Aquí en este paso, habiendo contado largamente las miserias y trabajos de este viaje, dice Alonso de Carmona que hallaron una puerca que a la ida se les había quedado perdida, y que estaba parida con trece lechones ya grandes, y que todos estaban señalados en las orejas y cada uno con diferente señal. Debió ser que los hubiesen repartido los indios entre sí y señalándolos con las propias señales, de donde se puede sacar que hayan conservado aquellos indios este ganado.

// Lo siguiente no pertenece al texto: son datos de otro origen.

Issue #7, opened 2021-03-18
Expose the new LoginManager -> limited login tracking functionality.


Techdojo:
Looking through the code it would appear that the new limited login functionality available via the LoginManager and or LoginButton has not yet been exposed to React Native.

Is anyone already working on this or have a timeline for this. Alternatively I'd be happy to help as it looks like it should be a fairly straightforward process.
[https://developers.facebook.com/docs/facebook-login/limited-login/ios/](url)

thebergamo:
Hi @Techdojo thanks for your suggestion! At this moment I don't have any specific plan towards it.

As you suggested, feel free to contribute with this new lib, I will be more than happy to review and merge it for future release :)

Techdojo:
Thanks, I'll have a look at what's involved. 🤞 it shouldn't be a massive change.

thebergamo:
No biggie :)
If you see any space that we can work together on that, let me know and we can split up the work

leolusoli:
Hi guys.
I've made a fork adding a separate (and very simple) limitedLogin method in order to add the desired behaviour. Before opening the PR, I'd like to know if someone else are making the same part in order to organise the work. Thanks in advice :)

mikehardy:
@leolusoli fantastic! No one else has done anything in the area that I know of, post that PR :smile: !

aganov:
With a bit of modifications I was able to obtain `AuthenticationToken` but it is kind of useless. Only supported response type is jwt encoded `id_token` https://www.facebook.com/.well-known/openid-configuration/ which you are receiving in the app, and no way to safely send this to the server and replace the classic auth token. If this was intended to be a useful replacement, they should support `code` response type (like Apple [did](https://appleid.apple.com/.well-known/openid-configuration/) with their Apple ID). And with this `code` you can safely receive the user's `id`, `name` and `email` server side... Does anyone come to a different conclusion?

cocoa-rum:
@mikehardy Hi. I am also forked and implemented Limited Log in, but only for LoginManager. 
I can try to PR. Also you can check in my repo. Branch name [limited-login](https://github.com/cocoa-rum/react-native-fbsdk-next/tree/limited-login)

tl dr
created separated method **limitedLogInWithPermissions**
and for getting Authentication Token - class AuthenticationToken

leolusoli:
Hi @cocoa-rum. I'm watching your modifications. Can you give an example of using this method in JS? I also have some questions about it:

[...]

PR #18, opened 2021-04-15
feat: Limited login and Profile for IOS with type def

cocoa-rum:
PR for https://github.com/thebergamo/react-native-fbsdk-next/issues/7

Thanks  [@leolusoli](https://github.com/leolusoli)  for **_Profile_** part

PR contains Authentication Token along side with limited log in:
If we use limited login, we lose access to access token, so we need an alternative and Authentication Token is. So from my view point Authentication Token complements limited log in

Also Profile part
Related to the [commnent](https://github.com/thebergamo/react-native-fbsdk-next/issues/7#issuecomment-819483813)


src/FBAuthenticationToken.js
```diff
@@ -0,0 +1,64 @@
...
+     Object.freeze(this);
+   }
+ 
+   /**
+    * Getter for the authentication token
+    */
+   static getAuthenticationToken(): Promise<?FBAuthenticationToken> {
+     if (Platform.OS === 'android') {
+       return Promise.resolve(null);
+      }
```
bernard-kms, line 50: I understand AuthenticationToken only valid in iOS, but I think we can give more information to the developers about this platform-specific function via name or warnings. Something like `-IOS` suffix perhaps? e.g. `getAuthenticationTokenIOS`

src/FBProfile.js
```diff
@@ -0,0 +1,103 @@
...
+    this.name = profileMap.name;
+    Object.freeze(this);
+  }
+
+  /**
+  * Getter the current logged profile
+  */
+  static getCurrentProfile(): Promise<?FBProfile> {
+    if (Platform.OS === 'android') {
+      // TODO: Not implemented in Android yet
```
bernard-kms, line 86: I think this could be somewhat unexpected as Profile functionality is also implemented in Android SDK: https://developers.facebook.com/docs/reference/androidsdk/current/facebook/com/facebook/profile.html

I think it would be nice to implement Android side as well.

bernard-kms (commented):
I just leave some thoughts about platform-specific behavior. I think it would be more safe with careful implementation because not everyone well understand about each platform's limitations, especially in cross-platform libraries like react native.

cocoa-rum:
@bernard-kms I agree. I will improve what you said
Speaking about **_"platform-specific behavior"_**. Log in button contains `nonce` and `loginTracking`, which are specifice for IOS too, should I rename them `nonceIOS` and `loginTrackingIOS` as well ?

bernard-kms:
> Speaking about **_"platform-specific behavior"_**. Log in button contains `nonce` and `loginTracking`, which are specifice for IOS too, should I rename them `nonceIOS` and `loginTrackingIOS` as well ?

I think that would be safer(maybe the safest) way to implement it. When limited login available in android (FB would implement it, wouldn't they?) we can add a new cross-platform one while gradually deprecating the platform-specific one and not making any breaking changes.

src/FBProfile.js
leolusoli: I'm doing it right now.

cocoa-rum:
@bernard-kms @leolusoli 
I think we are ready for review

_Also, what the best practice with package. I think, I am doing it a little bit complex way. It's my first time working with external package in such way
I added forked repo ( yarn add *local repo path*) Into my project. Do edits and paste changes into the package - commit_

ios/RCTFBSDK/login/RCTFBSDKLoginButtonManager.m
```diff
@@ -45,6 +45,14 @@ - (UIView *)view
 
 RCT_EXPORT_VIEW_PROPERTY(defaultAudience, FBSDKDefaultAudience)
 
+ RCT_CUSTOM_VIEW_PROPERTY(nonceIOS, NSString, FBSDKLoginButton){
```
glenna, line 48: style nit for consistency, can you put the opening bracket on a new line 🙏🏻

ios/RCTFBSDK/login/RCTFBSDKLoginButtonManager.m
```diff
@@ -45,6 +45,14 @@ - (UIView *)view
...
+   [view setNonce:json ? json : nil];
+ }
+
+ RCT_CUSTOM_VIEW_PROPERTY(loginTrackingIOS, NSString, FBSDKLoginButton){
```
glenna, line 52: same here :)

ios/RCTFBSDK/login/RCTFBSDKLoginButtonManager.m
```diff
@@ -45,6 +45,14 @@ - (UIView *)view
...
+   [view setLoginTracking:(json && [json  isEqual: @"limited"]) ? FBSDKLoginTrackingLimited : FBSDKLoginTrackingEnabled];
```
glenna, line 53: Here, since we know `json` is a string, it is faster to use `-[NSString isEqualToString:]` method, so `[json isEqualToString:@"limited"]`

ios/RCTFBSDK/login/RCTFBSDKLoginManager.m
```diff
@@ -63,18 +63,39 @@ + (BOOL)requiresMainQueueSetup
...
-      reject(@"FacebookSDK", @"Login Failed", error);
+    FBSDKLoginManagerLoginResultBlock requestHandler = ^(FBSDKLoginManagerLoginResult *result, NSError *error) {
+        if (error) {
+            reject(@"FacebookSDK", @"Login Failed", error);
+        } else {
+            resolve(RCTBuildResultDictionary(result));
+        }
+    };
+    FBSDKLoginConfiguration *configuration;
+    FBSDKLoginTracking tracking = [loginTracking  isEqual: @"limited"] ? FBSDKLoginTrackingLimited : FBSDKLoginTrackingEnabled;
```
glenna, line 79: Same as above: `-[NSString isEqualToString:]`

src/FBProfile.js
```diff
@@ -0,0 +1,96 @@
...
+  middleName: string,
+  imageURL: string,
+  linkURL: string,
+  userID: string,
+  email: string,
+  name: string,
+};
+
+/**
+ * Rappresent the current profile logged
```
glenna, line 23: I think this is a typo?

android/src/main/java/com/facebook/reactnative/androidsdk/Utility.java
```diff
@@ -100,6 +101,69 @@ public static WritableMap accessTokenToReactMap(AccessToken accessToken) {
...
+        String userId = profile.getId();
+        if (userId == null) {
+            map.putNull("userID");
+        } else {
+            map.putString("userID", userId);
+        }
+
+        // NOTE: Email doesn't get retrieved directly by the profile instance after a login. You have to fetch the graph API in
+        // order to get this value.
+        map.putNull("email");
```
thebergamo, line 155: why do we need to place email here if it doesn't come from the endpoint itself?

android/src/main/java/com/facebook/reactnative/androidsdk/Utility.java
```diff
@@ -100,6 +101,69 @@ public static WritableMap accessTokenToReactMap(AccessToken accessToken) {
...
+
+        String name = profile.getName();
```
thebergamo, line 157: I would just move this up as to have the data grouped in a logical sort, as you've the `firstName`, `middleName` and `lastName` on top

src/FBLoginManager.js
```diff
@@ -61,11 +61,26 @@ export type LoginResult = {
...
   /**
-   * Logs the user in with the requested permissions.
+   * Log in with the requested permissions.
+   * @param loginTracking IOS only: loginTracking: 'enabled' | 'limited', default 'enabled'.
+   * @param nonce IOS only: Nonce that the configuration was created with. A unique nonce will be used if none is provided to the factory method.
    */
-  logInWithPermissions(permissions: Array<string>): Promise<LoginResult> {
+  logInWithPermissions(
+    permissions: Array<string>,
+    loginTracking?: LoginTracking,
```
glenna, line 74: I see it is not standard in this lib, but other libs I work with also append the platform to these arguments to make it more clear that they are not used for all platforms. So similar as was done for the properties for FBLoginButton. But, as I'm not the maintainer here 🤷🏻‍♀️

ios/RCTFBSDK/core/RCTFBSDKProfile.m
```diff
@@ -0,0 +1,41 @@
...
+    }
+
+    return @{
+        @"firstName": FBSDKProfile.currentProfile.firstName ? FBSDKProfile.currentProfile.firstName : [NSNull null],
+        @"lastName": FBSDKProfile.currentProfile.lastName ? FBSDKProfile.currentProfile.lastName : [NSNull null],
+        @"middleName": FBSDKProfile.currentProfile.middleName ? FBSDKProfile.currentProfile.middleName : [NSNull null],
+        @"imageURL": FBSDKProfile.currentProfile.imageURL ? FBSDKProfile.currentProfile.imageURL.relativeString : [NSNull null],
+        @"linkURL": FBSDKProfile.currentProfile.linkURL ? FBSDKProfile.currentProfile.linkURL.relativeString : [NSNull null],
+        @"userID": FBSDKProfile.currentProfile.userID ? FBSDKProfile.currentProfile.userID : [NSNull null],
+        @"email": FBSDKProfile.currentProfile.email ? FBSDKProfile.currentProfile.email : [NSNull null],
```
thebergamo, line 36: On Android looks like we don't have this information coming from currentProfile, does iOS behave differently in such case? If yes, it would be nice to state it in the docs that only iOS should have value for this property.

ios/RCTFBSDK/core/RCTFBSDKProfile.m
```diff
@@ -0,0 +1,41 @@
...
+        @"name": FBSDKProfile.currentProfile.name ? FBSDKProfile.currentProfile.name : [NSNull null],
```
thebergamo, line 37: Again, maybe moving this prop to the top of this return

types/FBProfile.d.ts
```diff
@@ -0,0 +1,67 @@
...
+export class FBProfile {
+  
+  /**
+   * The user id
+   */
+  userID?: string;
+
+  /**
+   * The user's email.
+   * IMPORTANT: This field will only be populated if your user has granted your application the 'email' permission.
```
glenna, line 24: According to the comments in the (Android) impl file, you actually cannot retrieve it via the profile, or?

thebergamo (commented):
Besides my comments, there is also some warning about unused Platform variable!
Anyway, thanks very much for your contribution. Would like to see some comments from @bernard-kms if possible before integrate this with master ;)

glenna (commented):
Hey @cocoa-rum, thanks for writing this feature! I'm definitely looking forward to this being released 😄 

I'm new to this repo/conversation, but thought I'd also provide a review since my team will be using this feature soon.

For me, it looks good overall, just some minor style nits, to keep consistency, and another naming convention that probably @thebergamo would like to weigh in on.

Also, just a small comment that on reviewing I did not understand why Profile and Authentication Token was added as part of the Limited Login functionality, until I went through and read the comments in the issue, so it would be good in the future to make that more apparently in the PR description as well.

Thank you adding this functionality! Looking forward to the release ;)

src/FBLoginManager.js
thebergamo: I totally agree with your point here :)

ios/RCTFBSDK/core/RCTFBSDKProfile.m
glenna: Good catch, I didn't catch this one

cocoa-rum:
@thebergamo I got it. I will fix things that @glenna mentioned

> Also, just a small comment that on reviewing I did not understand why Profile and Authentication Token was added as part of the Limited Login functionality

As for Authentication Token - if we use limited login, we lose access to access token, so we need alternative and Authentication Token is. So from my view point Authentication Token complements limited log in

As for Profile, this [commnent](https://github.com/thebergamo/react-native-fbsdk-next/issues/7#issuecomment-819483813) 
And it appeared in this PR.
May be  we should ask @leolusoli  to create separate PR with Profile part? and from this PR we will remove it

src/FBLoginManager.js
cocoa-rum: What will be best practice for this?
Create **_logInWithPermissionsIOS_** and **_logInWithPermissionsAndroid_**

or something like this 
`logInWithPermissions ( { permissions,  loginTrackingIOS, nonceIOS } ) `

or did you mean
```
logInWithPermissions(
    permissions: Array<string>,
    loginTrackingIOS?: LoginTracking,
    nonceIOS?: string,
  )
```

glenna: @cocoa-rum

I mean the latter. So:

```
logInWithPermissions(
    permissions: Array<string>,
    loginTrackingIOS?: LoginTracking,
    nonceIOS?: string,
  )
```

glenna:
@cocoa-rum thank you! yeah, I got the context when I read the issue, but as a reviewer I don't expect to need to read all comments on an issue thread to get the context ;). Just a future reference to add more information to the PR description.

Regarding moving Profile impl to a separate PR, I would leave that up to @thebergamo. (If it were me, I would leave it in, as now it's reviewed and ready to roll -- but update the description so that in the release notes for the version when the PR is linked there's easy to access information)

thebergamo:
Regarding Profile impl, I believe it's pretty ok having it here, so no biggie from my side. You could just give more context as mentioned by @glenna in the PR description, so it would be much easier to track in the changelog later on :)

leolusoli:
@glenna @thebergamo I'll explain you tomorrow with some examples of what happening for Profile **imageURL** field, because there's some particular situation regarding limited/not limited login (i.e. different value returned). I'll also fix the typos in comments and style some code according to the guidelines described in the comments. I think tomorrow will be all pushed and explained :)

Thanks for your time again.

android/src/main/java/com/facebook/reactnative/androidsdk/Utility.java
leolusoli: Because the Profile class inside the Java SDK doesn't expose the email field. I place email=null for maintain the same behaviour with iOS. Do you think that is more correct to move this concept in JS?

ios/RCTFBSDK/core/RCTFBSDKProfile.m
leolusoli: I recognise now that even the iOS sdk retrieve the url with width and height (i.e. https://platform-lookaside.fbsbx.com/platform/profilepic/?asid=10224600543422918&height=100&width=100&....).
The iOS SDK set two default width and height values for the profile picture (100). In Android, we have only the method `getProfilePictureUri` with two params **mandatory**. So, I think that the correct way to handling this part is to pass 100 (as a default size setted by iOS) to the `getProfilePictureUri` in order to retrieve the same image for the two platforms. In the future (I think is out of scope of this PR), we can add a method that get the profile picture with the width and height parameters (even in iOS we have the possibility to make this). Could be the right way?

types/FBProfile.d.ts
leolusoli: No, the email property is not inside the Profile implementation of the Android ([https://developers.facebook.com/docs/reference/androidsdk/current/facebook/com/facebook/profile.html/?locale=it_IT](url)). The only way to retrieve the email of the user is over GraphRequest. Maybe when Facebook will add the limited login in Android, they also add the email field in the Profile? Honestly, I don't know why this field is missing in Android.

bernard-kms: I think `-IOS` suffix could be also applied to this one to inform about limitation in Android.

cocoa-rum:
@thebergamo looks like we fixed all remarks for now
You are welcome to review or make some comments for improving PR

types/FBProfile.d.ts
leolusoli: Sorry @bernard-kms, can you tell me where to place this suffix please?

bernard-kms: I mean the `email` field, since this field is only valid for iOS as you mentioned.

leolusoli: Mmmm... Honestly, i don't think this is a correct tip because, if you are don't asking the correct permissions (i.e. the "email" permission) for the method **loginInWithPermissions** you can't retrieve the value in the field even in iOS. I think that the values of the Profile are dependent to the type of the auth request (and his options) and not to the platform.

ios/RCTFBSDK/core/RCTFBSDKProfile.m
thebergamo: Instead of having default values I would just stick with them as mandatory and later on when we implement the method to retrieve state it clearly.
And yes, I believe it can be part of a new PR, maybe you could please just create an issue and link it here to not lose track of this `getProfilePictureUri` method as someone else could pick it :)

types/FBProfile.d.ts
thebergamo: In that case we should have the value also on Android right? In such case I would stick with the suffix till we can maintain the same behavior in both platforms.

android/src/main/java/com/facebook/reactnative/androidsdk/Utility.java
```diff
@@ -100,6 +101,61 @@ public static WritableMap accessTokenToReactMap(AccessToken accessToken) {
         return map;
     }
 
+    public static WritableMap profileToReactMap(Profile profile) {
```
thebergamo, line 104: If you could, just in case would be nice to have some simple utility to putNull or value into the WritableMap to avoid repeating yourself that much in this case as you're having too many `if/else` similarly here.

thebergamo (approved):
From my perspective it's fine as it is, just minor changes that we can do after releasing this version. Although the email that comes only from iOS I would a more clear note in the `readme.md` about this feature and this property comes only from iOS for now as it's not supported by Android.
After having confirmation from others reviewers (cc @bernard-kms && @glenna) and feature documented I'm good to merge and release it :)

glenna (commented):
Looking good!

I agree with @thebergamo about a section in the readme as well :)

types/FBLoginManager.d.ts
```diff
@@ -24,11 +24,20 @@ export type LoginResult = {
...
-     */
-  logInWithPermissions(permissions: Array<string>): Promise<LoginResult>;
+   * Log in with the requested permissions.
+   * @param loginTracking IOS only: loginTracking: 'enabled' | 'limited', default 'enabled'.
+   * @param nonce IOS only: Nonce that the configuration was created with. A unique nonce will be used if none is provided to the factory method. 
+   */
+   logInWithPermissions(
+      permissions: Array<string>,
+      loginTracking?: LoginTracking,
+      nonce?: string
```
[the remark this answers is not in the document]
cocoa-rum: Done. Even don't know, how I missed it

glenna:
@thebergamo did you also want the readme section before merging? If so, I think that's the last thing we are waiting on.

thebergamo:
Yes, because without that could lead others to some mistakes

glenna:
@thebergamo agreed! Just wanted to make it clear :)

cocoa-rum:
> Yes, because without that could lead others to some mistakes

Should I and @leolusoli  add changes to readme? Or what is next step?

thebergamo:
Yes, you should.

bernard-kms:
LGTM, and yes, a proper documentation is important to complete this work to be released.

cocoa-rum:
Readme is ready. Is it correct?

glenna (approved):
looks good to me! Thank you! 🙏🏻

thebergamo:
Version released :) [v4.2.0](https://github.com/thebergamo/react-native-fbsdk-next/releases/tag/v4.2.0)

Thank y'all for the effort for make it happen :)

Con las inclemencias del cielo y persecuciones del aire, agua y tierra, y trabajos de hambre, enfermedad y muertes de hombres y caballos, y con el cuidado y diligencia, aunque flaca, de recatarse y guardarse de sus enemigos, y con la continua molestia de armas, rebatos y guerra que ellos les hacían, caminaron nuestros castellanos todo el mes de septiembre y octubre hasta los últimos de noviembre, que llegaron al Río Grande, que tan deseado y amado había sido de ellos, pues que con tantas adversidades y ansias de corazón habían venido a buscarle, y, al contrario, poco antes tan odiado y aborrecido que con ellas mismas le habían huido y alejádose de él. Con la vista del río se pidieron albricias unos a otros, pareciéndoles que con llegar a él se acababan sus miserias y trabajos.

En este último viaje que después de la muerte del gobernador Hernando de Soto los nuestros hicieron, caminaron a ida y vuelta, con lo que anduvieron los corredores más de trescientas y cincuenta leguas, donde murieron a manos de los enemigos y de enfermedad cien españoles y ochenta caballos. Esta ganancia sacaron de su mal consejo, y, aunque llegaron al Río Grande, no cesó el morir, que otros cincuenta cristianos murieron en el alojamiento, como veremos luego.